# Amazing!!!!



## Lonestar22 (May 22, 2009)

I went on the best trail ride today. My friends horse trainer and I have become really good friends even though he is like in his 60's or so. The ride was great. we left about 4:30 and got back around sundown (7ish) The trails were through lots of high brush, dirt roads (oil company use it), game trails, and like sand pits(I think). Joe (horse trainer) talked about life and how he wants to quit training and take up his old job of taking ppl on trail rides privately and in groups. He used to do steak and potatoes dinners and leave the couples with some wine and a beautifull place to relax, come back after a few hours and take them back. (romantic). He showed me his private place. Said I was only the second person to ever see it. Its a huge bass pond with reeds and stuff. just absolutly gorgeous. We rode up and then you looked down and it was there. We sat and talked about everything from my tounge ring to his acting career. It was really a life experiance I will never forget. He told me how bad he needs a friend and that he was so glad that i came today to ride with him. His health is declining and he cant go on much longer at the rate he is. We talked about life and mistakes and horses and learning. I'm really glad I met him. He's an amazingf guy with an extremly interesting back ground. I saw his scrapbook today of his movies and songwriting and stuff. He pushed a wheel barrow across Texas to raise food for the poor. Twice. And he was a stunt man in movies. He's a great guy and has extreme knowlegde about horses. He inspires me. 

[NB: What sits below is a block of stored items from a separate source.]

PR #214, opened 2015-09-29
Adding Egress rules to Security Group Watcher

Dklotz-Circle:
It appears that the current watcher code for security groups does not include Egress rules.. this is a separate object within the boto call. This adds in the other object of the same form, rules_egress.


monkeysecurity:
EXCELLENT!

Dklotz-Circle:
Thanks! Just added a small change to the item properties to distinguish between the two. let me know if there's any issue w/ that piece.

monkeysecurity:
Hey @Dklotz-Circle - Would you mind resubmitting this PR against the develop branch?

I've already tested it and it works very well.  I'll merge as soon as it's against develop.

PR #573, opened 2026-08-26
flaky tests: take writable REST catalog metadata from the loadTable response

sfc-gh-mslot:

`test_polaris_catalog_writable.py::test_writable_rest_basic_flow` fails intermittently on `main`, most recently in run [32725825613](https://github.com/Snowflake-Labs/pg_lake/actions/runs/32725825613) (`test-check-pg-lake-table (17, check-pg_lake_table, 4)`), at the positional-delete `INSERT`:

```
E   psycopg2.errors.FeatureNotSupported: HTTP Error: Unable to connect to URL
    ".../test_writable_rest_basic_flow/writable_rest/30628/metadata/00004-625cd739-....metadata.json": 404 (NOT FOUND).
```

### Root cause

For a writable REST catalog table, a pre-commit reads the current `metadata.json` back from object storage more than once, and each read is two steps: resolve the location from the catalog (a `loadTable` request), then fetch that file. The two call sites are `GetLastPushedIcebergMetadata()`, which diffs the transaction's data files against the last pushed version, and `ApplyIcebergMetadataChanges()`, which builds the new version. The file can disappear between the resolve and the fetch.

A write queues the version it was based on for deletion, and that queue row commits before the catalog is told about the successor version — the REST request is posted at `XACT_EVENT_COMMIT`. The deletion queue is drained by a different backend (pg_lake's autovacuum worker), and the pytest server runs with `orphaned_file_retention_period=0`, so the row is eligible the moment it is visible. The moto access log from the failing run shows exactly that ordering:

```
PUT  .../00004-....metadata.json  200      <- version 4 written
GET  .../00004-....metadata.json  206      <- the diff read
PUT  .../00005-....metadata.json  200      <- version 5 written
GET  .../00004-....metadata.json  206
HEAD .../00004-....metadata.json  404      <- 00004 deleted under a reader that resolved it
```

with the drain visible as a batched delete of `00001`–`00004` in the same second.

### Fix

A `loadTable` response inlines the whole metadata document, and it is the same document that lives at the reported location, so parse that (`ParseIcebergTableMetadata()`, already used by `CREATE TABLE`) instead of fetching it. Both call sites now go through one helper, so resolve and read collapse into a single call and there is no window to lose the file in. Neither path pays for it: both already issued a `loadTable` to resolve the location, so this is the same number of catalog requests and one fewer storage read each.

Nothing else changes: the metadata location reported to the rest of `ApplyIcebergMetadataChanges()` is the one the catalog returned, so what gets queued for deletion, and the deletion accounting `test_writable_rest_vacuum` asserts on, are untouched. If a catalog omits the `metadata` field the helper falls back to reading the location, which is what happened before.

### Not fixed here

The write path still releases the catalog row lock before posting the REST request at `XACT_EVENT_COMMIT`, so a queue row for the version the catalog is still pointing at is visible and drainable before its successor exists. This change removes the storage reads that lose that race, but not the ordering gap itself: a concurrent writer can still resolve a base version the drain then deletes, and have the catalog reject its update. It is a transaction-ordering gap rather than a test flake, and worth a separate look.

### Testing

No new test: the race is a timing window between two HTTP calls and there is no injection point to pin it open. Verified no regression by running the REST catalog pytests against a local Polaris (`test_polaris_catalog_writable.py`, `test_polaris_catalog.py`, `test_modify_iceberg_rest_table.py`, `test_vended_credentials_polaris.py`, `test_vended_credentials_enforced.py`, `test_iceberg_catalog_server.py`) — all pass.

### DIFF
--- a/pg_lake_iceberg/src/iceberg/metadata_operations.c
+++ b/pg_lake_iceberg/src/iceberg/metadata_operations.c
@@ -149,6 +149,8 @@ static void AddManifestEntryToHash(HTAB *hash, int32 partitionSpecId,
 								   IcebergManifestEntry * entry);
 static bool HasCreateTableOperation(List *metadataOperations);
 static void DeleteInProgressManifests(Oid relationId, List *manifests);
+static IcebergTableMetadata * GetWritableRestCatalogTableMetadataForUpdate(Oid relationId,
+																		   char **metadataLocation);
 
 
 /*
@@ -205,14 +207,26 @@ ApplyIcebergMetadataChanges(Oid relationId, List *metadataOperations, List *allT
 	}
 	else
 	{
-		metadataPath = GetIcebergMetadataLocation(relationId, forUpdate);
-
-		/*
-		 * metadata for writable rest catalog is intended to be read-only in
-		 * the remaining of the function, given the authoritative source is
-		 * the rest catalog.
-		 */
-		metadata = ReadIcebergTableMetadata(metadataPath);
+		if (writableRestCatalogTable)
+		{
+			/*
+			 * metadata for writable rest catalog is intended to be read-only
+			 * in the remaining of the function, given the authoritative
+			 * source is the rest catalog. Take it from the loadTable response
+			 * rather than reading metadataPath back from storage: a write
+			 * queues the version it was based on for deletion, so a drain of
+			 * the deletion queue can remove that file while it is still the
+			 * location the catalog reports, and a resolve-then-read would
+			 * fail with a 404.
+			 */
+			metadata = GetWritableRestCatalogTableMetadataForUpdate(relationId,
+																	&metadataPath);
+		}
+		else
+		{
+			metadataPath = GetIcebergMetadataLocation(relationId, forUpdate);
+			metadata = ReadIcebergTableMetadata(metadataPath);
+		}
 
 		/*
 		 * for writable rest catalog tables, the metadata state is on the REST
@@ -1357,6 +1371,39 @@ HasCreateTableOperation(List *metadataOperations)
 	}
 
 	return false;
+}
+
+
+/*
+ * GetWritableRestCatalogTableMetadataForUpdate returns the current iceberg
+ * metadata of a writable rest catalog table, and reports where the catalog
+ * says that metadata lives in *metadataLocation.
+ *
+ * A loadTable response inlines the whole metadata document, so no read from
+ * storage is needed. That matters beyond the saved round-trip: resolving the
+ * location and then fetching it are two steps, and the file can be deleted in
+ * between.
+ *
+ * The catalog row is locked as GetIcebergMetadataLocation(forUpdate = true)
+ * would, to serialize concurrent writers to the same table.
+ */
+static IcebergTableMetadata *
+GetWritableRestCatalogTableMetadataForUpdate(Oid relationId, char **metadataLocation)
+{
+	LockIcebergPgLakeCatalogForUpdate(relationId);
+
+	RestCatalogLoadTableResult result =
+		LoadTableFromRestCatalogForIcebergTable(relationId);
+
+	if (result.metadata == NULL)
+		ereport(ERROR,
+				(errcode(ERRCODE_EXTERNAL_ROUTINE_EXCEPTION),
+				 errmsg("rest catalog did not return the metadata of table %s",
+						get_rel_name(relationId))));
+
+	*metadataLocation = result.metadataLocation;
+
+	return ParseIcebergTableMetadata(result.metadata);
 }
 
 
--- a/pg_lake_iceberg/src/iceberg/metadata_operations.c
+++ b/pg_lake_iceberg/src/iceberg/metadata_operations.c
@@ -149,8 +149,6 @@ static void AddManifestEntryToHash(HTAB *hash, int32 partitionSpecId,
 								   IcebergManifestEntry * entry);
 static bool HasCreateTableOperation(List *metadataOperations);
 static void DeleteInProgressManifests(Oid relationId, List *manifests);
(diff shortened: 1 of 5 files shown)


pg_lake_iceberg/src/iceberg/metadata_operations.c
```diff
@@ -1360,6 +1374,39 @@ HasCreateTableOperation(List *metadataOperations)
...
+ * location and then fetching it are two steps, and the file can be deleted in
+ * between.
+ *
+ * The catalog row is locked as GetIcebergMetadataLocation(forUpdate = true)
+ * would, to serialize concurrent writers to the same table.
+ */
+static IcebergTableMetadata *
+GetWritableRestCatalogTableMetadataForUpdate(Oid relationId, char **metadataLocation)
+{
+	LockIcebergPgLakeCatalogForUpdate(relationId);
```
sfc-gh-okalaci: we already hold this row here, `TrackIcebergMetadataChangesInTx()` takes it at DML time and it stays till end of xact. can we drop the call? and the comment above, the serialization is the DML time lock, not this one.

pg_lake_iceberg/src/iceberg/metadata_operations.c
```diff
@@ -1360,6 +1374,39 @@ HasCreateTableOperation(List *metadataOperations)
...
+ * A loadTable response inlines the whole metadata document, so no read from
+ * storage is needed. That matters beyond the saved round-trip: resolving the
+ * location and then fetching it are two steps, and the file can be deleted in
+ * between.
+ *
+ * The catalog row is locked as GetIcebergMetadataLocation(forUpdate = true)
+ * would, to serialize concurrent writers to the same table.
+ */
+static IcebergTableMetadata *
+GetWritableRestCatalogTableMetadataForUpdate(Oid relationId, char **metadataLocation)
```
sfc-gh-okalaci: can we use this in `GetLastPushedIcebergMetadata()` too? it still does `GetIcebergMetadataLocation()` then `ReadIcebergTableMetadata()` on the same file in the same pre-commit, so same race is still open there.

pg_lake_iceberg/src/iceberg/metadata_operations.c
```diff
@@ -205,14 +207,26 @@ ApplyIcebergMetadataChanges(Oid relationId, List *metadataOperations, List *allT
...
+			 * metadata for writable rest catalog is intended to be read-only
+			 * in the remaining of the function, given the authoritative
+			 * source is the rest catalog. Take it from the loadTable response
+			 * rather than reading metadataPath back from storage: a write
+			 * queues the version it was based on for deletion, so a drain of
+			 * the deletion queue can remove that file while it is still the
+			 * location the catalog reports, and a resolve-then-read would
+			 * fail with a 404.
+			 */
+			metadata = GetWritableRestCatalogTableMetadataForUpdate(relationId,
```
sfc-gh-okalaci: checked the run log, there are two reads of `00004` in that commit and the drain lands between them, so you are removing the one that actually 404'd. but the diff read is still there, so i would not say root cause fixed in the description, more that the window gets much smaller.

pg_lake_iceberg/src/iceberg/metadata_operations.c
```diff
@@ -1360,6 +1374,39 @@ HasCreateTableOperation(List *metadataOperations)
...
+ */
+static IcebergTableMetadata *
+GetWritableRestCatalogTableMetadataForUpdate(Oid relationId, char **metadataLocation)
+{
+	LockIcebergPgLakeCatalogForUpdate(relationId);
+
+	RestCatalogLoadTableResult result =
+		LoadTableFromRestCatalogForIcebergTable(relationId);
+
+	if (result.metadata == NULL)
```
sfc-gh-okalaci: this makes a write fail if a catalog doesn't inline `metadata`. required in the spec so probably fine, just that we didn't depend on it before.

sfc-gh-okalaci (approved):
approving as a flake fix. the 404 in that run is the second read of `00004` in the same pre-commit, and this removes it, so that failure should stop showing up.

it does not close the race though. `GetLastPushedIcebergMetadata()` still does resolve then `ReadIcebergTableMetadata()` on the same file, and we still queue the current metadata for deletion before the catalog points at the successor. window is just much smaller. the other comments are that leftover read, the extra lock we already hold, and the description reading a bit stronger than that.

pg_lake_iceberg/src/iceberg/metadata_operations.c
sfc-gh-mslot: dropped it, and the comment now points at the DML-time lock.

pg_lake_iceberg/src/iceberg/metadata_operations.c
sfc-gh-mslot: done, it goes through the same helper now. costs nothing: `GetIcebergMetadataLocation()` was already issuing a loadTable to resolve the location, so it is the same number of catalog calls and one storage read fewer.

pg_lake_iceberg/src/iceberg/metadata_operations.c
sfc-gh-mslot: right, the diff read was the other one. took that from the loadTable response too, so the pre-commit no longer reads the current metadata file at all. reworded the description: what is left is the ordering gap (queue row visible before the catalog knows about the successor), not a read that can 404.

pg_lake_iceberg/src/iceberg/metadata_operations.c
sfc-gh-mslot: fair, changed it to fall back to reading `metadataLocation` instead, so a catalog that omits the field behaves exactly as before.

Srry for the novel. I'm just really pumped. lol.


----------



## Vidaloco (Sep 14, 2007)

Wow, what a great day you had. I love learning and listening to the older wiser folks. I always keep in the back off my mind, an image of them as a young person. Just because they are older and they look more worn, the body doesn't work as well as it did, doesn't mean that that young person isn't still in there. 
We have a neighbor (farmer) who we ride the horses over to visit. Very interesting life stories. He was telling us the other day about a friend flying his plane in and landing in the pasture. He got to fly in it and what a thrill it was. It was back when they still had to turn the propeller to start the plane and how scared he was.


----------



## Lonestar22 (May 22, 2009)

Joe has sooo many stories to tell. He's worked with jonny cash, used to run moonshine with the real bo duke (he has a picture with him and a book that was sent to him as a present), he was the first guy to do alot of the stunts we see in movies today. He has sooo many horse stories. he would let ppl think he didnt know a damned thing about horses and bet him that he copuld teach them to bow, kneel, sit. Lol.


----------



## drafteventer (Jul 6, 2009)

It's so nice to know people like that. I love to talk to people that have had interesting lives, I want to be a person like that.


----------



## Lonestar22 (May 22, 2009)

yeah me too. I love hearing his life. makes me jealous. lol. I have learned so much from him.


----------



## toadflax (Jul 14, 2009)

drafteventer said:


> I love to talk to people that have had interesting lives, I want to be a person like that.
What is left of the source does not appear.